PR #126, opened 2016-11-07
Workaround for test, if DNS is not working.

boaks:
If tests are executed in an environment, where DNS is not working,
replace destination hostname "iot.eclipse.org" with the own "hostname".

### DIFF
--- a/californium-core/src/test/java/org/eclipse/californium/core/coap/RequestTest.java
+++ b/californium-core/src/test/java/org/eclipse/californium/core/coap/RequestTest.java
@@ -19,6 +19,7 @@ import static org.hamcrest.CoreMatchers.*;
 import static org.junit.Assert.assertNull;
 import static org.junit.Assert.assertThat;
 
+import java.net.InetAddress;
 import java.net.InetSocketAddress;
 import java.net.UnknownHostException;
 
@@ -67,8 +68,21 @@ public class RequestTest {
 
 	@Test
 	public void testSetURISetsUriHostOption() throws UnknownHostException {
-		Request req = Request.newGet().setURI("coap://iot.eclipse.org");
-		assertThat(req.getOptions().getUriHost(), is("iot.eclipse.org"));
+		String host = "iot.eclipse.org";
+		
+		try {
+			/* check, id DNS is working */
+			InetAddress.getByName(host);
+			/* DNS OK! */
+		}
+		catch(UnknownHostException ex) {
+			/* DNS failed, so use own host name */
+			host = InetAddress.getLocalHost().getHostName();
+		}
+
+		Request req = Request.newGet().setURI("coap://" + host);
+		assertThat(req.getOptions().getUriHost(), is(host));
+
 	}
 
 	@Test


californium-core/src/test/java/org/eclipse/californium/core/coap/RequestTest.java
```diff
@@ -67,8 +68,21 @@ public void testSetURISetsDestination() throws UnknownHostException {
 
 	@Test
 	public void testSetURISetsUriHostOption() throws UnknownHostException {
-		Request req = Request.newGet().setURI("coap://iot.eclipse.org");
-		assertThat(req.getOptions().getUriHost(), is("iot.eclipse.org"));
```
jvermillard: tried to use "coap://localhost" in the original code?

boaks: If I use  "localhost.localdomain" (at literally), I still get (on windows)

java.lang.IllegalArgumentException: cannot resolve host name: localhost.localdomain
	at org.eclipse.californium.core.coap.Request.setURI(Request.java:306)
	at org.eclipse.californium.core.coap.Request.setURI(Request.java:232)
	at org.eclipse.californium.core.coap.RequestTest.testSetURISetsUriHostOption2(RequestTest.java:89)
	at sun.reflect.NativeMethodAccessorImpl.invoke0(Native Method)
	at sun.reflect.NativeMethodAccessorImpl.invoke(NativeMethodAccessorImpl.java:62)
	at sun.reflect.DelegatingMethodAccessorImpl.invoke(DelegatingMethodAccessorImpl.java:43)
	at java.lang.reflect.Method.invoke(Method.java:497)
	at org.junit.runners.model.FrameworkMethod$1.runReflectiveCall(FrameworkMethod.java:50)
	at org.junit.internal.runners.model.ReflectiveCallable.run(ReflectiveCallable.java:12)
	at org.junit.runners.model.FrameworkMethod.invokeExplosively(FrameworkMethod.java:47)
	at org.junit.internal.runners.statements.InvokeMethod.evaluate(InvokeMethod.java:17)
	at org.junit.runners.ParentRunner.runLeaf(ParentRunner.java:325)
	at org.junit.runners.BlockJUnit4ClassRunner.runChild(BlockJUnit4ClassRunner.java:78)
	at org.junit.runners.BlockJUnit4ClassRunner.runChild(BlockJUnit4ClassRunner.java:57)
	at org.junit.runners.ParentRunner$3.run(ParentRunner.java:290)
	at org.junit.runners.ParentRunner$1.schedule(ParentRunner.java:71)
	at org.junit.runners.ParentRunner.runChildren(ParentRunner.java:288)
	at org.junit.runners.ParentRunner.access$000(ParentRunner.java:58)
	at org.junit.runners.ParentRunner$2.evaluate(ParentRunner.java:268)
	at org.junit.runners.ParentRunner.run(ParentRunner.java:363)
	at org.eclipse.jdt.internal.junit4.runner.JUnit4TestReference.run(JUnit4TestReference.java:50)
	at org.eclipse.jdt.internal.junit.runner.TestExecution.run(TestExecution.java:38)
	at org.eclipse.jdt.internal.junit.runner.RemoteTestRunner.runTests(RemoteTestRunner.java:459)
	at org.eclipse.jdt.internal.junit.runner.RemoteTestRunner.runTests(RemoteTestRunner.java:675)
	at org.eclipse.jdt.internal.junit.runner.RemoteTestRunner.run(RemoteTestRunner.java:382)
	at org.eclipse.jdt.internal.junit.runner.RemoteTestRunner.main(RemoteTestRunner.java:192)

jvermillard: yes doesn't work on windows, now I wonder why we have such special case for "localhost" in the setURI code

boaks: maybe "localhost" and "127.0.0.1" are mapped trivial, "iot.eclipse.org" to its IP address not. 
So, with "127.0.0.1" as address, the "URI HOST" doesn't provide more information.
With "???.???.???.???" as address, the "URI HOST" provides more information.

sophokles73: That's a good questio, @jvermillard. The whole code around creating a `Request` from a URI could probably use an overhaul based on [Section 6.4 of the CoAP spec](https://tools.ietf.org/html/rfc7252#section-6.4) ...

jvermillard: As far I understand uri-host is used as 'host' for HTTP virtual host.
Using "localhost" as a virtual host sounds legit to me. I would remove the "localhost" case in setURI and change the test to use "localhost".
If you strictly apply the RFC I think it's incorrect to remove uri-host when it's value is "localhost"

sophokles73: Regarding the problem this issue is all about: the host option only needs to be set in a `Request` if it is *not* the same literal IP address as the Request's destination address. The way I read this is that the usual case is that the URI contains a literal IP address. If not, we simply put the hostname into the host option (no need to resolve it).

boaks: But then the "destination" will be undefined, if the hostname is not resolved.

jvermillard: I would remove the special case for 'localhost' and test with 'localhost' in place of 'iot.eclipse.org'

sophokles73:
In any case, it seems that this PR currently only addresses symptoms instead of the cause.
I agree with @jvermillard that we must not process `localhost` in a specific way. We should probably try to resolve the hostname and, if that fails, leave the destination address unspecified. When the request is sent later, we can throw an `IllegalStateException`. This would require client code to either make sure that DNS works or explicitly set the destination IP address before sending.

boaks:
`In any case, it seems that this PR currently only addresses symptoms instead of the cause.`

Sure, but the real "cause" is not in the californium code :-).

My intention was just: 
leave the implementation as it is, because the majority is even not aware of a environment with limited DNS (maybe, I'm the only one). 
Changing the implementation instead of the tests my introduce more trouble for that majority. 
Therefore I really think, work around a symptom, which only occurs very rarely, instead of changing the implemention, possible effect the majority, is the better way.
 
Or are there any other known issues according the "URI Host"?

sophokles73:
I guess Julien's and my point is that the current implementation regarding the handling of the URI option is not correct anyways and we should fix this.

boaks:
OK, so I close the PR 
(and just use it locally to fix my limited environment until the URI host handling is fixed).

----------------------------------------

Brief = Could you state how many lines of the data include the word "handling"? Only the number is needed.

Exercise response = 2